• **Dataset records**
- - - - -
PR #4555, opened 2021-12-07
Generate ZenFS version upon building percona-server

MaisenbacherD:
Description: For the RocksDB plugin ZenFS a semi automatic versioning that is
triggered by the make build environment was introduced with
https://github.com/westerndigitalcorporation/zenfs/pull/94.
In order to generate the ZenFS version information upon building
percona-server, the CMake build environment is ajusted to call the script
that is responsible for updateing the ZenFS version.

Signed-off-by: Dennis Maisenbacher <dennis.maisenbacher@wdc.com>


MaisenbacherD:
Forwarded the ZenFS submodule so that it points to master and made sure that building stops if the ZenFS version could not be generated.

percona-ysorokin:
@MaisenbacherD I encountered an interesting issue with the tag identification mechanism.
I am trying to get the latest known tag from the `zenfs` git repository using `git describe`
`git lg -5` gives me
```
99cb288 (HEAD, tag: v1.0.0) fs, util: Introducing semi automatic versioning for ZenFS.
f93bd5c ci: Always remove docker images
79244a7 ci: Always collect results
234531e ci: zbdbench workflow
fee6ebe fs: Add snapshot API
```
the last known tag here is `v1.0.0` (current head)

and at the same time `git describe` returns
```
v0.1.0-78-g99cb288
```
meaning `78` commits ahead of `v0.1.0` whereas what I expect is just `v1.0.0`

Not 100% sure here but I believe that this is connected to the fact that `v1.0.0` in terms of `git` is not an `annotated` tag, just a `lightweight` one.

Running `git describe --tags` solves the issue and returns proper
- - - - -
Count up the lines of the listing where "versioning" occurs, and answer with that number only.

2